§ Assignment: A full, exact copy of the records below is the required answer.

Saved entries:
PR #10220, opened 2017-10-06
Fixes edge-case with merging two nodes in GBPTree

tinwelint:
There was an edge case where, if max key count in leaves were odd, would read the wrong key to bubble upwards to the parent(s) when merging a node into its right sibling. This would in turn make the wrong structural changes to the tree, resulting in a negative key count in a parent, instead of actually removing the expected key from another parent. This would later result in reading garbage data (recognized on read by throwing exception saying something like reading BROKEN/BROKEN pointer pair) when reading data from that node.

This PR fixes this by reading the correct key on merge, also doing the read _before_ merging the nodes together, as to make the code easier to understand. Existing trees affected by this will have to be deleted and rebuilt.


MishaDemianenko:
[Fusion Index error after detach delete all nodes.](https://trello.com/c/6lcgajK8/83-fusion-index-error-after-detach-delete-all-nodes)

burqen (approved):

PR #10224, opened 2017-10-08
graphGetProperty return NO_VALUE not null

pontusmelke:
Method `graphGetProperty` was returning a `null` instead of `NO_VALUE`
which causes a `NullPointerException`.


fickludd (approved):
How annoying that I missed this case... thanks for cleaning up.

§ Answer to the exercise:
PR #10220, opened 2017-10-06
Fixes edge-case with merging two nodes in GBPTree

tinwelint:
There was an edge case where, if max key count in leaves were odd, would read the wrong key to bubble upwards to the parent(s) when merging a node into its right sibling. This would in turn make the wrong structural changes to the tree, resulting in a negative key count in a parent, instead of actually removing the expected key from another parent. This would later result in reading garbage data (recognized on read by throwing exception saying something like reading BROKEN/BROKEN pointer pair) when reading data from that node.

This PR fixes this by reading the correct key on merge, also doing the read _before_ merging the nodes together, as to make the code easier to understand. Existing trees affected by this will have to be deleted and rebuilt.


MishaDemianenko:
[Fusion Index error after detach delete all nodes.](https://trello.com/c/6lcgajK8/83-fusion-index-error-after-detach-delete-all-nodes)

burqen (approved):

PR #10224, opened 2017-10-08
graphGetProperty return NO_VALUE not null

pontusmelke:
Method `graphGetProperty` was returning a `null` instead of `NO_VALUE`
which causes a `NullPointerException`.


fickludd (approved):
How annoying that I missed this case... thanks for cleaning up.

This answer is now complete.